DESCRIPTION OF THE TASK: Filter the listing below down to the lines containing the word "logger".

DATA SECTION:
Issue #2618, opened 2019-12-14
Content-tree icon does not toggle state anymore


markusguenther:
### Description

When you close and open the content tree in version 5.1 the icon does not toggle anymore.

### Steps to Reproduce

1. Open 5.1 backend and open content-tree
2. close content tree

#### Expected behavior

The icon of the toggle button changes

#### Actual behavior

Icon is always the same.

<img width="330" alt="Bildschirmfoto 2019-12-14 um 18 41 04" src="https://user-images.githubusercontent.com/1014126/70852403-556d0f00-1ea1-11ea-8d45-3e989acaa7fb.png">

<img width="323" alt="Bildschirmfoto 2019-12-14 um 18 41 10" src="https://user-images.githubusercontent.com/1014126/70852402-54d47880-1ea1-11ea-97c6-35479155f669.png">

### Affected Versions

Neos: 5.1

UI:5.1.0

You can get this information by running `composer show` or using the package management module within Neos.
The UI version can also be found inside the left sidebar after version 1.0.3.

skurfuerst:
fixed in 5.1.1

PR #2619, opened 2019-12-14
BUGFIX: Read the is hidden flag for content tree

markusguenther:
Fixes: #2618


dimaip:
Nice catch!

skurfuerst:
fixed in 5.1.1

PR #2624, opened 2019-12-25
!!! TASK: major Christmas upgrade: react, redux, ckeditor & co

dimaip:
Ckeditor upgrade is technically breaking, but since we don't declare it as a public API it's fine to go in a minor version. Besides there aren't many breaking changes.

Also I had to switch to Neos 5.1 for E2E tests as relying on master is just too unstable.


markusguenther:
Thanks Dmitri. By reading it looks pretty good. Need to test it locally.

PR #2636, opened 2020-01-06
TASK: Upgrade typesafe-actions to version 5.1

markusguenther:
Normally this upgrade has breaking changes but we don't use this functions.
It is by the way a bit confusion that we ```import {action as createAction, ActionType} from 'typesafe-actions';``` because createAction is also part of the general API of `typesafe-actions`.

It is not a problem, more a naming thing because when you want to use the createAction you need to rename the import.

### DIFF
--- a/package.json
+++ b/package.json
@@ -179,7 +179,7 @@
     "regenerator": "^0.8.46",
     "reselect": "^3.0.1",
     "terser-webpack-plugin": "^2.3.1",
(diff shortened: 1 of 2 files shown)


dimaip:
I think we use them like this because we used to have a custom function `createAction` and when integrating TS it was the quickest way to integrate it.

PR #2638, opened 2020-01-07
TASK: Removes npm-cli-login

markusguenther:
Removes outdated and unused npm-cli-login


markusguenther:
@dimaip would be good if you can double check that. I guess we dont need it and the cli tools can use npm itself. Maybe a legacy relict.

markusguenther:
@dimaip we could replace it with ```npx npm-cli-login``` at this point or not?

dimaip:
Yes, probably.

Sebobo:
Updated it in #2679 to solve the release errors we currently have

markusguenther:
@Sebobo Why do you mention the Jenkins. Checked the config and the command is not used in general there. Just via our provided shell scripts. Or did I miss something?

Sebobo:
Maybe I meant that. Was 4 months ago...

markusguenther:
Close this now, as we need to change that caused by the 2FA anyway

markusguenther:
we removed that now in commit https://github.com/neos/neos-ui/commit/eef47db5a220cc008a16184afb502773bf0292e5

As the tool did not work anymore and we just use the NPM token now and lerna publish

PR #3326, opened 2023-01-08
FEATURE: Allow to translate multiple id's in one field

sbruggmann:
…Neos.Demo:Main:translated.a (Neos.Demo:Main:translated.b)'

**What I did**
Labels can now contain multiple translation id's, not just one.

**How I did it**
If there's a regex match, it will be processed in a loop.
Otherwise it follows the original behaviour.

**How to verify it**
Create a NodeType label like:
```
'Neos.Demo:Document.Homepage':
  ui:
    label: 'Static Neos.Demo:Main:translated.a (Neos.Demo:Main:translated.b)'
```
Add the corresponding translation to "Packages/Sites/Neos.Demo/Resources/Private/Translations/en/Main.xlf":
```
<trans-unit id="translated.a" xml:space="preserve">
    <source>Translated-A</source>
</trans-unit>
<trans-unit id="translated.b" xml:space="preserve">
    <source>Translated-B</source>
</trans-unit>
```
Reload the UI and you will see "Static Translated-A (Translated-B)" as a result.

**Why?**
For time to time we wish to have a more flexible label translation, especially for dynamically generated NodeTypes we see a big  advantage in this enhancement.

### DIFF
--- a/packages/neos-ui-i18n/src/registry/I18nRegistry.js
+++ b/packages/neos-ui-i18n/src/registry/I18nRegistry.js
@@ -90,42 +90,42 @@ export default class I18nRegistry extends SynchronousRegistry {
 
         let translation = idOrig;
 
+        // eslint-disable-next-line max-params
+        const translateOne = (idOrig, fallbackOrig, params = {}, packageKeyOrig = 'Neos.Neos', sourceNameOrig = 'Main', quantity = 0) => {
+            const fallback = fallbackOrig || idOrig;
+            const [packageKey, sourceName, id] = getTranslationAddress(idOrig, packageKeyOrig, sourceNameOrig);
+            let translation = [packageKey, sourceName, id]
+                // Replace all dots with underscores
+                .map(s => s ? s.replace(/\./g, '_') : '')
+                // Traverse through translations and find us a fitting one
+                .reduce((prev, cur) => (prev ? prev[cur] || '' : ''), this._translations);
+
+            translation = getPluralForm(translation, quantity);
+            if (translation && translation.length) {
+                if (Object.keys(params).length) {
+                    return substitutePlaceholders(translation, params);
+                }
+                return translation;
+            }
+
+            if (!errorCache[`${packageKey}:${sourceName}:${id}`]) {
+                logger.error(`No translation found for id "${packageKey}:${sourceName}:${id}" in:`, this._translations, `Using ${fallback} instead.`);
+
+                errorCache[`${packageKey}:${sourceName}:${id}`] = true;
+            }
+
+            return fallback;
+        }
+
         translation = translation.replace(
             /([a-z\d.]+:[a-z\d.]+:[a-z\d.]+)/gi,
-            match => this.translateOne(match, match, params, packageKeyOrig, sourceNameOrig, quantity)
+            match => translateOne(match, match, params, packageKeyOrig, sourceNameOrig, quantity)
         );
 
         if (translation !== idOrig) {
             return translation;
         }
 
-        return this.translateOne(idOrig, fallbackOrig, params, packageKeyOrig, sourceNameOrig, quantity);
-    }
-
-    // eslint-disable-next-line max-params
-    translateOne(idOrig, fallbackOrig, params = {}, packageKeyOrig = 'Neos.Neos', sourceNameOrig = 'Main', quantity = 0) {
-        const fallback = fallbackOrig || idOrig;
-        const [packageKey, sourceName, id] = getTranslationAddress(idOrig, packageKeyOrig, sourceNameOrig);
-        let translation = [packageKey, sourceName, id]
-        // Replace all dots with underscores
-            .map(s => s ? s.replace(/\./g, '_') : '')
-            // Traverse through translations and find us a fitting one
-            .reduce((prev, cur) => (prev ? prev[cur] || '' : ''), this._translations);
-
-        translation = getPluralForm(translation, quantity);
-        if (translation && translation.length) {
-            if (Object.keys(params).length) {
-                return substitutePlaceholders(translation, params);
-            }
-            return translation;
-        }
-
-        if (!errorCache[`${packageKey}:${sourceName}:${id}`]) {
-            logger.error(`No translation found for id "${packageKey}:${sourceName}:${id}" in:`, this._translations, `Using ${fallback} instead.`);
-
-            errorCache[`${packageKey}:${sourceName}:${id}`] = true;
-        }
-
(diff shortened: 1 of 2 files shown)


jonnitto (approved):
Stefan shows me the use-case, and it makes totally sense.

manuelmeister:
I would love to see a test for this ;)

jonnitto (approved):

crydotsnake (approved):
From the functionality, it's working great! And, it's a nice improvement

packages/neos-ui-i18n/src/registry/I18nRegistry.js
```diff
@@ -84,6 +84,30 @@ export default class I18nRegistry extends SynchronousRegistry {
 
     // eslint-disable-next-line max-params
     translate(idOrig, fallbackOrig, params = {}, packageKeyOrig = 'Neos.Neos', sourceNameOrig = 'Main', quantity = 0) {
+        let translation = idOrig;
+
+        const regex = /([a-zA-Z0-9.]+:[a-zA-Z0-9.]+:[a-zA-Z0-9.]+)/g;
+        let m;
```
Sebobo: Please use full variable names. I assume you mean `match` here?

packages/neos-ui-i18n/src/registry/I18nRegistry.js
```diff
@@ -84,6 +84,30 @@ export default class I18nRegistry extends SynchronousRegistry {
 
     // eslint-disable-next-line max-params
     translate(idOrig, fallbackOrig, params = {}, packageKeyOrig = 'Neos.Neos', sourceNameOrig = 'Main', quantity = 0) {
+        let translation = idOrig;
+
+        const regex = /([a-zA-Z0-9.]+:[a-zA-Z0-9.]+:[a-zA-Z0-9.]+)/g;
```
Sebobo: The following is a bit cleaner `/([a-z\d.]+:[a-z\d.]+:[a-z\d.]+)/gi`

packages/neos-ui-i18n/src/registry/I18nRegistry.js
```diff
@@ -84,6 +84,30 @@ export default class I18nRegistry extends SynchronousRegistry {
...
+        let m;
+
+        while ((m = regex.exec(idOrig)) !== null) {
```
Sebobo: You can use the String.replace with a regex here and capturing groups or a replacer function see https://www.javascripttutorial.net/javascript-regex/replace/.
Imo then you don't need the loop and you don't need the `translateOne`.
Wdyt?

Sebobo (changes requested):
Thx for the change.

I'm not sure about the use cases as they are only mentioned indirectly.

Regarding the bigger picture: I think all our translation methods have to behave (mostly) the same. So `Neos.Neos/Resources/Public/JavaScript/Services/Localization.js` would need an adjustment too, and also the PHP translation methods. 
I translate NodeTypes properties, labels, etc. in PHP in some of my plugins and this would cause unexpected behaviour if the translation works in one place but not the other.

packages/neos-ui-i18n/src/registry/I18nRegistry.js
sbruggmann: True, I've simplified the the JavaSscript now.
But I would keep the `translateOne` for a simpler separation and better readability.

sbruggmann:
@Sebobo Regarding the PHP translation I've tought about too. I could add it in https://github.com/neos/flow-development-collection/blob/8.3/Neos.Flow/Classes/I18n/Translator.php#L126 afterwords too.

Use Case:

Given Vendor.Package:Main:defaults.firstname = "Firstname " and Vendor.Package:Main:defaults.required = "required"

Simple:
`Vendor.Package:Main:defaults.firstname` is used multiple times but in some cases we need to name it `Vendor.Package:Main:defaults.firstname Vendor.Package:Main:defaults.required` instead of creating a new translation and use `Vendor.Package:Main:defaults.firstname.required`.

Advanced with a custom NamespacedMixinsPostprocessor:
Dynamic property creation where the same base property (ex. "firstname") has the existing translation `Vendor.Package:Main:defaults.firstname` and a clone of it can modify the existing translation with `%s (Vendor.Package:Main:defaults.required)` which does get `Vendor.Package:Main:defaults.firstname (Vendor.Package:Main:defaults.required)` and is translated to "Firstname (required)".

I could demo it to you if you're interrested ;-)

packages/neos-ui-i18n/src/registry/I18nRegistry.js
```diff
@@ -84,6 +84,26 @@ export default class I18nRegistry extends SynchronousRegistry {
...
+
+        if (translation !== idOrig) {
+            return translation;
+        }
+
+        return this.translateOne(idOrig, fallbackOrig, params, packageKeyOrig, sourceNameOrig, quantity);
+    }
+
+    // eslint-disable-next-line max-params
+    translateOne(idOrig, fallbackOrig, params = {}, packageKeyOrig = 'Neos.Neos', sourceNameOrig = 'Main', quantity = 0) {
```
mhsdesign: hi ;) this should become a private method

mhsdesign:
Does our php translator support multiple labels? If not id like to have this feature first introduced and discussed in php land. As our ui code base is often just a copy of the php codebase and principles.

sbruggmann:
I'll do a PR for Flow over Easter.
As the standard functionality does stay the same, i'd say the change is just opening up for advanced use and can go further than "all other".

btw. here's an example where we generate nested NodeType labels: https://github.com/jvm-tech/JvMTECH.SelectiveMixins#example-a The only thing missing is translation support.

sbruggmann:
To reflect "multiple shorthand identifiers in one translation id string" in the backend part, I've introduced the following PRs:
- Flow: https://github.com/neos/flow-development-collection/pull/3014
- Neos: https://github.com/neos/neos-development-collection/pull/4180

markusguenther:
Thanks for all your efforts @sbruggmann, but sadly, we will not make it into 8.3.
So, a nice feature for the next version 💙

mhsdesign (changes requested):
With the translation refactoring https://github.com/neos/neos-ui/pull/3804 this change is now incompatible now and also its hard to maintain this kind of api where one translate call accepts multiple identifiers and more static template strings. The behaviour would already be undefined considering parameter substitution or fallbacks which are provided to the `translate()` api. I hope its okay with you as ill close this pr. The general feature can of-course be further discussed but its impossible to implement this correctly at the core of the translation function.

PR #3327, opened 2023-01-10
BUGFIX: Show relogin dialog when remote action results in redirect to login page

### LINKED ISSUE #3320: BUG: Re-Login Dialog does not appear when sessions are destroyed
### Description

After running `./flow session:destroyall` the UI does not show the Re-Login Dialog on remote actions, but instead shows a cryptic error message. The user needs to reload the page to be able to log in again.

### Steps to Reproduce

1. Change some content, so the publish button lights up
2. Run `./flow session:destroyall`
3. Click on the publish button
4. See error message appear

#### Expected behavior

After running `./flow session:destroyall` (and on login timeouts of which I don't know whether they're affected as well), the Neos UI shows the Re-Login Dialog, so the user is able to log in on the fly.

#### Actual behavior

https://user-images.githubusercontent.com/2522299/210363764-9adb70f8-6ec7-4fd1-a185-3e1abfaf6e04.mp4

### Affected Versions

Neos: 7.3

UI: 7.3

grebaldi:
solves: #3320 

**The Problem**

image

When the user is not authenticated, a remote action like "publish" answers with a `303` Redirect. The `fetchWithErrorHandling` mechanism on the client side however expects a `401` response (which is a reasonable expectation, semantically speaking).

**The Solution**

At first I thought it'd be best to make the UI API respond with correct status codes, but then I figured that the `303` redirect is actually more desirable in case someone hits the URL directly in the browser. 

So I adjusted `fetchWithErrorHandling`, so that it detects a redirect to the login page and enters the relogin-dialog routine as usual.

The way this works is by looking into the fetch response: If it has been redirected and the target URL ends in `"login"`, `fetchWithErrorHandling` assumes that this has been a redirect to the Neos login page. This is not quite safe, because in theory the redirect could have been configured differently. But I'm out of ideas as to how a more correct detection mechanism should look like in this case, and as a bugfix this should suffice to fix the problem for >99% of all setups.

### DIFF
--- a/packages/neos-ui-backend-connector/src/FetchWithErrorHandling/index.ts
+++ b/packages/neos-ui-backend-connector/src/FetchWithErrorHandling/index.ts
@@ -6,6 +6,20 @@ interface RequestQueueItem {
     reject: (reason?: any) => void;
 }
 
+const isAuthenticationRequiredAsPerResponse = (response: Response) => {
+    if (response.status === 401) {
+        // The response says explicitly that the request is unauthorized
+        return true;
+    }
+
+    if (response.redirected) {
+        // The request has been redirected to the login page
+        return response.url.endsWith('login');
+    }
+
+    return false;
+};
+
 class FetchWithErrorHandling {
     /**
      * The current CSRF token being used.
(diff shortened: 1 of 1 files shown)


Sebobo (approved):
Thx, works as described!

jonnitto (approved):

RESULT BELOW:
+                logger.error(`No translation found for id "${packageKey}:${sourceName}:${id}" in:`, this._translations, `Using ${fallback} instead.`);
-            logger.error(`No translation found for id "${packageKey}:${sourceName}:${id}" in:`, this._translations, `Using ${fallback} instead.`);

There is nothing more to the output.